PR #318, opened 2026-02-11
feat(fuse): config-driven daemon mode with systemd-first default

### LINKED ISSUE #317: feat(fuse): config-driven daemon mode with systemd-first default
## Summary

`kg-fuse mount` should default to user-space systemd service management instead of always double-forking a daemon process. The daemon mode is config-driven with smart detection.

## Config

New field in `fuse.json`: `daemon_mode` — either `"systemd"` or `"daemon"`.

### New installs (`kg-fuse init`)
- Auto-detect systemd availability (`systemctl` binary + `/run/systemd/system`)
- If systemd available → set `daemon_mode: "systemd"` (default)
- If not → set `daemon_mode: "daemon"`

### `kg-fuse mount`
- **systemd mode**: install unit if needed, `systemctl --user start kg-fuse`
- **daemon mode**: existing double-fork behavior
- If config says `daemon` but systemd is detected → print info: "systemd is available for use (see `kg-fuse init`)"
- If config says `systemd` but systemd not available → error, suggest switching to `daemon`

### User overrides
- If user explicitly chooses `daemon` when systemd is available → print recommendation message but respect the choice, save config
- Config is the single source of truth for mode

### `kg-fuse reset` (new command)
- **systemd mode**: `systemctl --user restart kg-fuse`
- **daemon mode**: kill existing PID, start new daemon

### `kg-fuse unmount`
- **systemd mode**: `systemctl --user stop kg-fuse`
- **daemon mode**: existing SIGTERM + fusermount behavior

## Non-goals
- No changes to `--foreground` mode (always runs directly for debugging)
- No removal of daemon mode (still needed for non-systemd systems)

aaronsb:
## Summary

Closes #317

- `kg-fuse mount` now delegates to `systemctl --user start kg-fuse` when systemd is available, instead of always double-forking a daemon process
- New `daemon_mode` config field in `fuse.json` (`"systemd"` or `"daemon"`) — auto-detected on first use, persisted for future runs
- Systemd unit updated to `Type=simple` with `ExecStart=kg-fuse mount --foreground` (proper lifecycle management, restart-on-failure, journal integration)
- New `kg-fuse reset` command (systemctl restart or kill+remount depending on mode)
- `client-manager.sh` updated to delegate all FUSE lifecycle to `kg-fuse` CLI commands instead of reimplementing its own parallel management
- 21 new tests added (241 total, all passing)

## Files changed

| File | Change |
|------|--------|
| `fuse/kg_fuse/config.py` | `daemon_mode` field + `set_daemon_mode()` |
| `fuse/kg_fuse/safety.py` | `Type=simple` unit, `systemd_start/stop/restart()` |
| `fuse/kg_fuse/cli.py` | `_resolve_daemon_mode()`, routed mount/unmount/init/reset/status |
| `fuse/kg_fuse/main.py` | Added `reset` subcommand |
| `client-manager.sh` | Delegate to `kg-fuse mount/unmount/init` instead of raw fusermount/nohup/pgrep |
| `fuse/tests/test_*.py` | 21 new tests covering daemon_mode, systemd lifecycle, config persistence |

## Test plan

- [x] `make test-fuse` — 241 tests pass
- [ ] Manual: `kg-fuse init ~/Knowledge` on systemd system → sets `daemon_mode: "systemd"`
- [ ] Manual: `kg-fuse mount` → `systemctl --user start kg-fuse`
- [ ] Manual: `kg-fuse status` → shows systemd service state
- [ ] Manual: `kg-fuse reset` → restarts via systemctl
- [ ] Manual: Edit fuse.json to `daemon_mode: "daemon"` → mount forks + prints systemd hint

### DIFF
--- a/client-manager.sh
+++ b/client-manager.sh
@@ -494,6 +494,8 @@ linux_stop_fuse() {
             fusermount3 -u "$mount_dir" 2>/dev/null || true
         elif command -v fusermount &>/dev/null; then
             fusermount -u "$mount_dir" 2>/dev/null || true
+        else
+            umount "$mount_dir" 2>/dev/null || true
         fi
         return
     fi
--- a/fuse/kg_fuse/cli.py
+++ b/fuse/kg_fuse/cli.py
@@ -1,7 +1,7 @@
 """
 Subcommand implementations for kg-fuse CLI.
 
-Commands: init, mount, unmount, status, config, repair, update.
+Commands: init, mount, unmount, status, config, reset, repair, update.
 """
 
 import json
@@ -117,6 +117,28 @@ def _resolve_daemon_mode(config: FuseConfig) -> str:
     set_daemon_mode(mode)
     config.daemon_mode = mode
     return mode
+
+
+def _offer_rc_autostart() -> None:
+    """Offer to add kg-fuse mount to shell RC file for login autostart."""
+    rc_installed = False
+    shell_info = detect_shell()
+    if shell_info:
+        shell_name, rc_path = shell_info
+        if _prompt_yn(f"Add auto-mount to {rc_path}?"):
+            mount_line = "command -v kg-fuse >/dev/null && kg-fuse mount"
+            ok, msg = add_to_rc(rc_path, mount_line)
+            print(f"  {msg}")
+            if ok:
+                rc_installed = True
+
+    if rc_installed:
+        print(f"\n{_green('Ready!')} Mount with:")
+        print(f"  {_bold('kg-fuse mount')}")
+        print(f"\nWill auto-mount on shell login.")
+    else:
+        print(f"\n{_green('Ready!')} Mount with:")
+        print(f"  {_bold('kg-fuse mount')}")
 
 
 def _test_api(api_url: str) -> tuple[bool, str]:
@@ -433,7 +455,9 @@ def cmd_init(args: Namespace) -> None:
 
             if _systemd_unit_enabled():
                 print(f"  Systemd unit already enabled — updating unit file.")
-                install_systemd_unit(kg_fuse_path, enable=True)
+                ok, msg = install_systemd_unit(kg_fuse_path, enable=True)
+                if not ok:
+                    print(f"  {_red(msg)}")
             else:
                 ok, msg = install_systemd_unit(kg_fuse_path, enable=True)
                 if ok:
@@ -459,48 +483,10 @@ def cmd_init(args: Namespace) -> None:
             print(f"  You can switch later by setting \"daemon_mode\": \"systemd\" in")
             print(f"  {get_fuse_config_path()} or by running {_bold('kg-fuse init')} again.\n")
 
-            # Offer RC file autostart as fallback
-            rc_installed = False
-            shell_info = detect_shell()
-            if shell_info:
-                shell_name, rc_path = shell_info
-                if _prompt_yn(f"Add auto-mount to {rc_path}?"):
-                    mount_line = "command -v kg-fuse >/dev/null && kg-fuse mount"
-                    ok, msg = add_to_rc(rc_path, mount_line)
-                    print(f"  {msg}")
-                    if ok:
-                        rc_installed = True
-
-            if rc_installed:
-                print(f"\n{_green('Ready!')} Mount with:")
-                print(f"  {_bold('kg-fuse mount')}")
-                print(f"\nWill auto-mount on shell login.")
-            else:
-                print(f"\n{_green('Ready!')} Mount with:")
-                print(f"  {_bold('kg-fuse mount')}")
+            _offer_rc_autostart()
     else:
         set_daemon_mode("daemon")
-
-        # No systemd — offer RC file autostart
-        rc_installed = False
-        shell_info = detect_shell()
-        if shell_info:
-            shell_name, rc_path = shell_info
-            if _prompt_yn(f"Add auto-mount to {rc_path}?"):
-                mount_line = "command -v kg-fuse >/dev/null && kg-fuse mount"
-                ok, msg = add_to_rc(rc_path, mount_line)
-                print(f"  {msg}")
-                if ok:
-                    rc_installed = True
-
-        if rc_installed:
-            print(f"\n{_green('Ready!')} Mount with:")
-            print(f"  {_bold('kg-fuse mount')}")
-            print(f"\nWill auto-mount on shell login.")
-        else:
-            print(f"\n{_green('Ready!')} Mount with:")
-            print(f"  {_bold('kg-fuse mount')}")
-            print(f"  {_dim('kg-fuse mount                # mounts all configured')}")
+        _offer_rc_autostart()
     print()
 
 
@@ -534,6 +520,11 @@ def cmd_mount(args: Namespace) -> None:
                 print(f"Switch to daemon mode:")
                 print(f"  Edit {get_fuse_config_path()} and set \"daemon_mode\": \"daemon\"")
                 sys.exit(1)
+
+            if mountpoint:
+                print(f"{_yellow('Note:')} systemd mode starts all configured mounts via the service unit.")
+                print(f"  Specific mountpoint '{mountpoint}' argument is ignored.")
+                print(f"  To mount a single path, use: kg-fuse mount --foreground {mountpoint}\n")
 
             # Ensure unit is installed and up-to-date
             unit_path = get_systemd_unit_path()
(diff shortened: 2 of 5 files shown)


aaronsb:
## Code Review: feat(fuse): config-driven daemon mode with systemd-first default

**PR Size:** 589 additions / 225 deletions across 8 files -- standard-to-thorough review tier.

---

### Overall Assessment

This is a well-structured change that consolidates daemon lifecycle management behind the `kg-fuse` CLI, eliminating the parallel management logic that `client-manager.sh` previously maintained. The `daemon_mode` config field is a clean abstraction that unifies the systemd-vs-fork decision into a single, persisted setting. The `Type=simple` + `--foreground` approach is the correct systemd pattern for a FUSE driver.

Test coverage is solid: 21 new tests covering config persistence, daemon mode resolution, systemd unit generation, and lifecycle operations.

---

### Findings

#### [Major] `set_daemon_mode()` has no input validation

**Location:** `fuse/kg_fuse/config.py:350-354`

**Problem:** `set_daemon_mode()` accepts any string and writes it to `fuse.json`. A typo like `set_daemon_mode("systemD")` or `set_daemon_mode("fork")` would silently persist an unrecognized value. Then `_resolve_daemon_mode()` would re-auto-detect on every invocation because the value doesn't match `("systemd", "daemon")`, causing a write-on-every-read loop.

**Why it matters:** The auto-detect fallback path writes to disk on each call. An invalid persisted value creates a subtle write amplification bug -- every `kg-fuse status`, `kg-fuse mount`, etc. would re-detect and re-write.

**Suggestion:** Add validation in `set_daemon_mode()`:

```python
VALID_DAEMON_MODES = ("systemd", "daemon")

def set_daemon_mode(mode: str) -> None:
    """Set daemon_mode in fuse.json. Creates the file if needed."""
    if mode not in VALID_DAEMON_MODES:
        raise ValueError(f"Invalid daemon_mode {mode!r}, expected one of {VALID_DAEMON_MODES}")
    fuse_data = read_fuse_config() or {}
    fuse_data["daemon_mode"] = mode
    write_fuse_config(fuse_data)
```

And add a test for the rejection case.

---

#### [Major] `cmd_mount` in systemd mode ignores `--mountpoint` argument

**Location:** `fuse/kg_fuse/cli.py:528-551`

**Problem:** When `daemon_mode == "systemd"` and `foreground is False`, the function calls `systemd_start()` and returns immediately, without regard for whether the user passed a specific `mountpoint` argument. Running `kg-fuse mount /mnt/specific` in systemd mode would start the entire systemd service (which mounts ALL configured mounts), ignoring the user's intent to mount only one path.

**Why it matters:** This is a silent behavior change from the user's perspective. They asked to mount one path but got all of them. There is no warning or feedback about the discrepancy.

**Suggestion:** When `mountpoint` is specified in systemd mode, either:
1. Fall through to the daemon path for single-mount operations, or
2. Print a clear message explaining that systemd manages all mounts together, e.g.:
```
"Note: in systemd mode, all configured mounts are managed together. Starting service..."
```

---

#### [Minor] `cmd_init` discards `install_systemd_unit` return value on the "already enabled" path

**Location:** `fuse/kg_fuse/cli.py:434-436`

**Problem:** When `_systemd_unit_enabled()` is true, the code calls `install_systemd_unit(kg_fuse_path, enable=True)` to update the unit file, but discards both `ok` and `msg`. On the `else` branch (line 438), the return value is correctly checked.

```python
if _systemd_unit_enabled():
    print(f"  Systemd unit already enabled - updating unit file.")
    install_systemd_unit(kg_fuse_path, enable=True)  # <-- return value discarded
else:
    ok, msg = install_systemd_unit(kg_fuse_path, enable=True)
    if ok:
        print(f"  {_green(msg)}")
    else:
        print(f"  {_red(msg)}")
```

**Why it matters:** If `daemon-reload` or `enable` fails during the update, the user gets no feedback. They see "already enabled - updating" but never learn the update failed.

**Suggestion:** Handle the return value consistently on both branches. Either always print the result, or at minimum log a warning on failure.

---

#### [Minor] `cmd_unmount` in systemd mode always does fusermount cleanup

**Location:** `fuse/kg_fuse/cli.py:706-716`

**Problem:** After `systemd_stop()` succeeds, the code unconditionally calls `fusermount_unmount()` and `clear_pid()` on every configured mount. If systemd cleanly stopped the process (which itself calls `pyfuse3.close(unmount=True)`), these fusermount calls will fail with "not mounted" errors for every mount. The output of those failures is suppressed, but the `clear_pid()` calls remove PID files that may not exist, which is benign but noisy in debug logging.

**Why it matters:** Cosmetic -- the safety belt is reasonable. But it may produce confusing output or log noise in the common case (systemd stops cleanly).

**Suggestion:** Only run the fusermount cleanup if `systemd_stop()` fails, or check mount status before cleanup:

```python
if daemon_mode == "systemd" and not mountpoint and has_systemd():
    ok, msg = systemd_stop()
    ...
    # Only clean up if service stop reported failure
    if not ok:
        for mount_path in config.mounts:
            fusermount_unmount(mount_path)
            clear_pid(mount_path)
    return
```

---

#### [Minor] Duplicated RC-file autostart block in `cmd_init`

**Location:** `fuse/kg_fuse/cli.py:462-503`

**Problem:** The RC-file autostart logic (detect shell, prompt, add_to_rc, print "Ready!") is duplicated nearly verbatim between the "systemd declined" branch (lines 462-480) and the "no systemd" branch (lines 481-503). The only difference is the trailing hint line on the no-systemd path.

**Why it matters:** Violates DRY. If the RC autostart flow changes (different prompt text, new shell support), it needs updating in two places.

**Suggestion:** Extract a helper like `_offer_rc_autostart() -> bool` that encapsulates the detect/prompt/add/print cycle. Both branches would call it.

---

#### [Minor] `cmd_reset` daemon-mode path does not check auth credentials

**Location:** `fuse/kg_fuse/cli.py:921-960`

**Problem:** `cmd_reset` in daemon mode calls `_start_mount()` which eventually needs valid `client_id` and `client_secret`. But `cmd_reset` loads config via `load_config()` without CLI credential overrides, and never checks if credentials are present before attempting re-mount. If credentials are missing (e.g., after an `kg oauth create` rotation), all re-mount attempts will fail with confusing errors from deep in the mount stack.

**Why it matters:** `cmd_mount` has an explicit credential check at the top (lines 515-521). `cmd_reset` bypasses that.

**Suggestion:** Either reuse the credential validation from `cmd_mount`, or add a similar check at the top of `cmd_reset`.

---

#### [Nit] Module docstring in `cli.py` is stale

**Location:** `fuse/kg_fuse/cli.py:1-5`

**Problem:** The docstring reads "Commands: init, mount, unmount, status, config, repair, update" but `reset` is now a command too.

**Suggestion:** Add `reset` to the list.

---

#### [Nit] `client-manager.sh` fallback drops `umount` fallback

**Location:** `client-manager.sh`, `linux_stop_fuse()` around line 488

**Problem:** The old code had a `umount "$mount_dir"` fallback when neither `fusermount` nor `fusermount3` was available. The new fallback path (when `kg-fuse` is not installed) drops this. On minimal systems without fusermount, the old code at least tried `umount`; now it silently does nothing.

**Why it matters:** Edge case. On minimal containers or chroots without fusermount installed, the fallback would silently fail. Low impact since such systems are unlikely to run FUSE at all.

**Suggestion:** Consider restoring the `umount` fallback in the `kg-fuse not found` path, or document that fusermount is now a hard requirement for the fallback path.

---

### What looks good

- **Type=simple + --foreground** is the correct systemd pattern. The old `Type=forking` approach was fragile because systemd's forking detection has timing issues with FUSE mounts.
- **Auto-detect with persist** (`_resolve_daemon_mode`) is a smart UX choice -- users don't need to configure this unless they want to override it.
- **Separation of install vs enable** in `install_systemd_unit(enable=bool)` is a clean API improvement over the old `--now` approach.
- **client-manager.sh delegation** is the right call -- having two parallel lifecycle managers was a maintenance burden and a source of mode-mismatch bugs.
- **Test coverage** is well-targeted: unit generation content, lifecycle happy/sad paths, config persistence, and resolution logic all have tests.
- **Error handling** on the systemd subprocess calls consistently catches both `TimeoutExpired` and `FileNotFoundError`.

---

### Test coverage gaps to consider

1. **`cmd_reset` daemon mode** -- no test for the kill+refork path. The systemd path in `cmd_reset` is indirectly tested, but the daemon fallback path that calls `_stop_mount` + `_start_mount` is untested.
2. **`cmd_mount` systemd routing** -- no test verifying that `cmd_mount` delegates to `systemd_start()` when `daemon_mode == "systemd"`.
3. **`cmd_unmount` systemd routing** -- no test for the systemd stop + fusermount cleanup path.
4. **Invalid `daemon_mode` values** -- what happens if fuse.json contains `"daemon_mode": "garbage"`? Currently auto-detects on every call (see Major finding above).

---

▸ Instructions to follow: From the records above, pick out and copy each line holding the word "detected".

▸ Exercise solution:
- If config says `daemon` but systemd is detected → print info: "systemd is available for use (see `kg-fuse init`)"
- New `daemon_mode` config field in `fuse.json` (`"systemd"` or `"daemon"`) — auto-detected on first use, persisted for future runs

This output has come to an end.